Diversity, Equity, and Inclusion is the newest trend through which businesses and organizations can engage in what often amounts to performative allyship. After suddenly finding room in their budgets to pay the incredibly high salaries of new DEI directors, organizations are proudly lauding their commitment to creating more inclusive workplaces by publishing the CVs of these new hires. A common theme is quickly emerging: many of these new directors are privileged, able-bodied professionals with prestigious degrees from selectively competitive higher education institutions. Many have several publications in their names, the result of decades spent studying and contemplating various ways organizations can accommodate people with diverse backgrounds and needs.
Each time I see another announcement of a local organization’s newly hired DEI director, the thought that immediately comes to mind is: nothing about us without us. This phrase refers to the importance of including people with diverse backgrounds and needs in all stages of the change process, rather than making decisions without their input and lived experience.
I can’t help but wonder if the money for these DEI Directors’ salaries might have been put to better use by soliciting the opinions and experiences of the populations these organizations are attempting to reach and include, or perhaps through a comprehensive evaluation of organizational systems and structures at every level to identify obstacles and barriers to meaningful inclusion. Merely hiring one new executive or administrator is not indicative of an authentic commitment to creating more inclusive workplaces.
Meaningful inclusion is not simply providing employees accommodations that allow them to conform to the status quo of the current organizational systems and structures that hinder them, or offering safety nets to employees in times of crisis (for which employees may or may not receive approval). Organizations that are interested in creating purposefully inclusive workplaces must commit to organizational change by carefully analyzing barriers and obstacles related to organizational structure, hiring practices, workplace culture, systems of support, and others.

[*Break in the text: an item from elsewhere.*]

PR #700, opened 2026-03-03
feat: injector rewrite & early init

rushiiMachine:
This completely replaces the old Aliucord initialization flow to allow for "early initialization" of the remotely downloaded Aliucord core bundle, meaning, that it is loaded as soon as `Application#onCreate` is invoked. This occurs when any background service/receiver/provider/activity starts, which now exposes a lot more potential modding surfaces such as fixing notifications, using custom gateway backends, or anything that requires replacing behavior that occurs early in the app's lifecycle.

Interested in creating a meaningfully inclusive workplace? Here are some questions to consider:
1. Do our current job offerings allow people from all walks of life to access meaningful employment opportunities within our organization?

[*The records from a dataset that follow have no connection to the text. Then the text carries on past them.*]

PR #702, opened 2026-03-13
fix(Patches): patch BaseSticker too

Archimedes9500:
`StickerView` uses `BaseSticker` which is currently unpatched, so it (only sometimes) explodes when trying to render stickers

I'm gonna test this in a second so it's a draft


Archimedes9500:
Turns out this error is caused by magic and not this

PR #716, opened 2026-05-02
fix(PluginUpdater): Failing URL transformation

Ushie:
Fixes https://discord.com/channels/811255666990907402/811262084968742932/1500121054503243867

### DIFF
--- a/Aliucord/src/main/java/com/aliucord/updater/PluginUpdaterSource.kt
+++ b/Aliucord/src/main/java/com/aliucord/updater/PluginUpdaterSource.kt
@@ -17,7 +17,7 @@ internal class PluginUpdaterSource {
 
     /**
      * A TTL cache of updater data from plugin repositories.
-     * This maps the **original** plugin update info url to the fetched json.
+     * This maps the **original** plugin update info url to the fetched JSON.
      */
     private val cachedRepoInfo = ConcurrentHashMap<String, RepoBuildInfo>()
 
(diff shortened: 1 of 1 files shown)


Ushie:
I noticed that even after the rewrite, the plugin updating system is still plugin-first instead of author/repo first, you could possibly gather the repos of the installed plugins ahead of time and then running the update checks for the installed plugins

Otherwise preperations like this 
```kt
        val realUpdateInfoUrl = updateInfoUrl.replace(
            "https://raw\\.githubusercontent\\.com/(.+?)/(.+?)/(.+)".toRegex(),
            "https://cdn.jsdelivr.net/gh/$1/$2@$3"
        )
```
run for every single plugin even if the exact same string has already been transformed 100 times, on my install this is probably being done over 200-300 times instead of just like 20 times

rushiiMachine:
> run for every single plugin even if the exact same string has already been transformed

I don't really see this as a problem, it's not performance sensitive (not that's it's even slow in the first place) and adding more state would complicate the updater even more imo

rushiiMachine:
Wait so what is even being fixed here, what was the bug?

Ushie:
The transformation doesn't make any changes, it was always returns back raw.githubusercontent.com

I didn't look into WHY the existing code didn't work, but my assumption is that replaceFirst doesn't take in regex it's for things like prefixes instead

"hi ushie hi".replaceFirst("hi", "hello") // hello ushie hi

is probably the usecase for this, because the replaceFirst takes in a string not a regex, replace does take regex instead

Ushie:
image

This is what was being used before, which doesn't do regex

rushiiMachine:
insane when i refactored the updater into kotlin apparently i didn't take this into account

PR #718, opened 2026-05-04
fix: support autocomplete entries with the same name

cillynder:
Most notable when two people have the same nickname/display name — only one would show up as the autocompletes are backed by a treeset and the comparator only compares the names. This PR makes the comparator also check for username[#discrim] to ensure all entries are shown

### DIFF
--- a/Aliucord/src/main/java/com/aliucord/coreplugins/CoreFixes.kt
+++ b/Aliucord/src/main/java/com/aliucord/coreplugins/CoreFixes.kt
@@ -22,6 +22,7 @@ import com.aliucord.utils.ReflectUtils
 import com.aliucord.utils.ViewUtils.findViewById
 import com.aliucord.utils.accessField
 import com.aliucord.wrappers.ChannelWrapper.Companion.id
+import com.aliucord.wrappers.GuildRoleWrapper.Companion.name
 import com.aliucord.wrappers.embeds.MessageEmbedWrapper
 import com.discord.api.channel.Channel
 import com.discord.api.message.embed.EmbedField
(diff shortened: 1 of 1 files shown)


Aliucord/src/main/java/com/aliucord/coreplugins/CoreFixes.kt
```diff
@@ -355,6 +359,32 @@ internal class CoreFixes : CorePlugin(Manifest("CoreFixes")) {
...
+            // For roles
+            if (p1 is RoleAutocompletable && p2 is RoleAutocompletable) {
+                param.result = compareValuesBy(
+                    p1, p2,
+                    { it.role.name }, // Compare by name first
+                    { it.role.id }, // Then compare by id
+                )
+            }
+            // For users
+            if (p1 is UserAutocompletable && p2 is UserAutocompletable) {
```
rushiiMachine: else if or early return instead

Aliucord/src/main/java/com/aliucord/coreplugins/CoreFixes.kt
```diff
@@ -355,6 +359,32 @@ internal class CoreFixes : CorePlugin(Manifest("CoreFixes")) {
...
+                param.result = compareValuesBy(
+                    p1, p2,
+                    { it.nickname ?: it.user.username }, // Compare by nickname/display name first
+                    { it.user.username + UserUtils.INSTANCE.getDiscriminatorWithPadding(it.user) }, // Then compare by username[#discrim] (always unique)
```
rushiiMachine: Instead of concatenating, why not add an extra comparison to compare by discrim last?

rushiiMachine (changes requested):

rushiiMachine (approved):

PR #721, opened 2026-05-06
fix: memory leak in fragment manager and rxjava

Canny1913:
Fixes some memory leak issues caused by faulty base app code.


Canny1913:
While this is ready for review, the leaks will not go away until users disable `DedicatedPluginSettings` plugin.
I can add a function that automatically disables it. (similar to the one in `PluginDownloader` plugin)

rushiiMachine (approved):

Issue #364, opened 2023-06-18
Servers with forum channels are always unread


bart7782:
### Discord Account

bprt

### What happens when the bug or crash occurs?

Any server with a forum channel will frequently be displayed as unread (white dot). This happens even though every (non muted) channel and forum post has been read. 

Even if i click "Mark as Read" in the server options then the server will still show as unread.

When i restart Aliucord the server seems to be read again. But if i switch to the server and back, then the server will show up as unread again.

### What is the expected behaviour?

The expected behaviour would be to show up as Read. (Without a white dot next to the server)

### How do you recreate this bug or crash?

1. Go to a server that has a forum channel
2. Make sure the forum channel is not muted
3. Click "Mark as Read" in the server options and read every forum post.
4. Switch so a different server and the server with a forum channel will still show as unread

This should include full-time and part-time positions, positions with flexible shifts and hours, opportunities to work from home, partnerships with local supported employment organizations, paid leave policies, and others.

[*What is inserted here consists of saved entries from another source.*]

PR #724, opened 2026-05-06
fix: Only check version equality for plugin updates

### LINKED ISSUE #723: PluginUpdater breaks upon encountering plugins with invalid semver versions
### Tell us all about it.

Unfortunately people can't stick to normal versions so here we are.

- Plugin updater checks for plugin updates
- Local & remote plugin version is invalid 
- Plugin updater says there are updates in notification but updater page displays nothing (likely filtered out)

Image
Image

### Request Agreement

- [x] I did indeed check to make sure the issue is original!

Ushie:
Closes #723

### DIFF
--- a/Aliucord/src/main/java/com/aliucord/updater/PluginUpdater.kt
+++ b/Aliucord/src/main/java/com/aliucord/updater/PluginUpdater.kt
@@ -88,7 +88,7 @@ internal object PluginUpdater {
                 }
 
                 // Plugin is already up-to-date
-                if (SemVer.parse(plugin.manifest.version) >= info.version)
+                if (plugin.manifest.version == info.version)
                     continue
 
                 updates += PluginUpdate(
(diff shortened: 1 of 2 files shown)


Ushie:
I checked the issue with notifications showing anyways but there's no reason for them to be shown

Ushie:
It goes through the exact lines of code that were failing to parse the semver and returning early instead, likely unrelated to this exact issue

rushiiMachine:
> I checked the issue with notifications showing anyways but there's no reason for them to be shown

Yeah I have no idea either, perhaps Juby's internet was just super slow atm and the page turned up blank

rushiiMachine:
I think we can go ahead with merging this

Ushie:
Not yet, a usecase where this would be annoying was mentioned, I'll convert it back to checking for greater than soon

Ushie:
Closing because we no longer plan to support improperly formatted versions, going forward only x.x.x versions will be supported

PR #728, opened 2026-05-11
fix(PluginUpdater): treat invalid local plugin versions as outdated

rushiiMachine:
This fixes updater issue on 6 obscure plugins that have had non-semver version strings.
All currently published plugins now follow semver version format


Ushie (approved):
Maybe installedVersion is a better name, but LGTM

PR #732, opened 2026-05-16
feat(PluginUpdater): Increase details in notifications

Archimedes9500:
Make plugin update notifications show updated plugin names again, as well as versions (so you know if there really is a new update or is it still the same broken Frecents update you've been ignoring the past week)

### DIFF
--- a/Aliucord/src/main/java/com/aliucord/Main.java
+++ b/Aliucord/src/main/java/com/aliucord/Main.java
@@ -268,48 +268,83 @@ public final class Main {
         if (updates.isEmpty()) return;
 
         if (!PluginUpdater.isAutoUpdateEnabled()) {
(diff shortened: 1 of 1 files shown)


Ushie:
> is it still the same broken Frecents update you've been ignoring the past week

Maybe an option to ignore a specific plugin update would be good, what do you think?

Archimedes9500:
> Maybe an option to ignore a specific plugin update would be good, what do you think?

Yeah, I was working on that before the rewrite, but that probably should be a separate PR.
It should be easy to add that with how the logic is now.

Archimedes9500:
This is still relevant btw, I also tested it and it works, and should be ready for review.
Except you'll have to pull `patch-2` manually (or remake the PR) because github is fucking blind and won't let me reopen it

PR #733, opened 2026-05-16
feat(PluginUpdater): Increase details in notifications

Ushie:


Aliucord/src/main/java/com/aliucord/Main.java
```diff
@@ -268,48 +269,80 @@ private static void checkForPluginUpdates() {
...
+                msg
+                    .append("**")
+                    .append(update.getPluginName())
+                    .append("**\u00A0(")//NBSP
+                    .append(update.getInfo().getVersion().toString())
+                    .append(")");
+            }
+
+            msg
+                .insert(0, String.format("Updates for %d plugins: ", updates.size()));
```
rushiiMachine: No reason to insert this afterwards

Also something like "Found %d plugin updates: update1, update2, update3, update4, and %d others" would be a better message. You shouldn't display **everything** in a single notification, that's not what it's for; when central migration occurs there might be over a hundred updates all at the same time.

Aliucord/src/main/java/com/aliucord/Main.java
rushiiMachine, line 1: Some changes are improperly formatted, reformat in android studio

Aliucord/src/main/java/com/aliucord/Main.java
```diff
@@ -268,48 +269,80 @@ private static void checkForPluginUpdates() {
...
+                    .append(")");
             } else {
+                if(failed > 0) failedMsg.append(", ");
                 failed++;
+                failedMsg
+                    .append("**")
+                    .append(update.getPluginName())
+                    .append("**\u00A0(")//NBSP
+                    .append(update.getInfo().getVersion().toString())
+                    .append(")");
```
rushiiMachine: This is quite ugly and repetitive, also constructed way too early. Same snippet of code 3 times.

Aliucord/src/main/java/com/aliucord/Main.java
```diff
@@ -268,48 +269,80 @@ private static void checkForPluginUpdates() {
...
             }
         }
 
         var notification = new NotificationData()
             .setTitle("Updater");
-        if (failed > 0) {
+        if (failed == 0) {
+            succeededMsg
+                .insert(0, String.format("Automatically updated %s plugins: ", succeeded));
```
rushiiMachine: No reason to insert at the beginning, just construct the entire message here...

rushiiMachine (changes requested):

rushiiMachine:
I think if you rewrote this instead of working off of archi's code it would be easier

Aliucord/src/main/java/com/aliucord/Main.java
Archimedes9500: > No reason to insert this afterwards

The reason is so I can easily check if I'm adding first plugin or not without storing extra state
Does it really matter if it's inserted before or after though

> Also something like "Found %d plugin updates: update1, update2, update3, update4, and %d others" would be a better message.

I don't see a point in repeating the count twice, and the reason why I placed it at the start and not the end is because the end will be ellipsed, so displaying it there would require measuring text length to ensure it doesn't get cut off

> You shouldn't display **everything** in a single notification

It cuts off after 3 lines, so it doesn't actually display everything

Aliucord/src/main/java/com/aliucord/Main.java
Archimedes9500: > This is quite ugly and repetitive, also constructed way too early. Same snippet of code 3 times.

Idk about ugly, I guess it could be a single `String::format`.

I don't really understand what do you mean by "too early" though, I do it at the point of iteration, same as before (except unlike before, I don't just collect names and then `joinToString` anyway lmao)

The repetition is also the same as before (all 3 messages are constructed separately), except now they are consistently constructed the same way instead of having random differences for no reason whatsoever

Aliucord/src/main/java/com/aliucord/Main.java
Archimedes9500: ??? how
Or why rather
It already has to loop over all updates, why would I loop here **again** just to concat it?

rushiiMachine: Modifying state throughout multiple code flow paths makes it much more difficult to reason about what is actually happening

Archimedes9500: > Modifying state throughout multiple code flow paths makes it much more difficult to reason about what is actually happening

Fair enough, I did it to keep it consistent with regular `msg` which doesn't track state, but I guess it doesn't have to be the same

But also this is kind of how it was before too, just more cursed:
https://github.com/Aliucord/Aliucord/blob/28f8dfdcc322a7de35598205be2a6ff1673c56c3/Aliucord/src/main/java/com/aliucord/Main.java#L284-L312

Archimedes9500: Nvm that's not possible
What about just:
```suggestion
                .setBody(MDUtils.render(String.format("Automatically updated %s plugins: ", succeeded)
                    + succeededMsg))
```

Aliucord/src/main/java/com/aliucord/Main.java
Archimedes9500: now better?

zt64:
> I think if you rewrote this instead of working off of archi's code it would be easier

Agreed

2. Does our current organizational structure value and celebrate the unique work styles of all employees?
This should include employee evaluation methods, supervision structures, systems of support, and a commitment to valuing each individual employee’s strengths and needs.
3. Are we offering opportunities to all employees to not only learn about important DEI topics, but opportunities to engage in growth and discourse with peers?
Many organizations offer trainings and seminars for employees on topics related to DEI, such as micro-aggressions, ableism, workplace culture, and others. Organizations could offer Restorative Justice circles for employees to work together to repair harm caused by interpersonal interactions and organizational structures and systems. Organizations could also create advisory groups or panels to assist with all stages of the change process at all levels within the organization.
4. Are we offering adequate systems of support for all employees, regardless of ability or need?
Rather than simply providing contact information for outsourced Employee Assistance Programs through which employees can obtain short-term counseling support, consider expanding HR departments to offer ongoing support to all employees utilizing a case management structure. All employees could have a dedicated case manager checking in regularly to offer additional supports, as necessary, and advocate on behalf of the employee.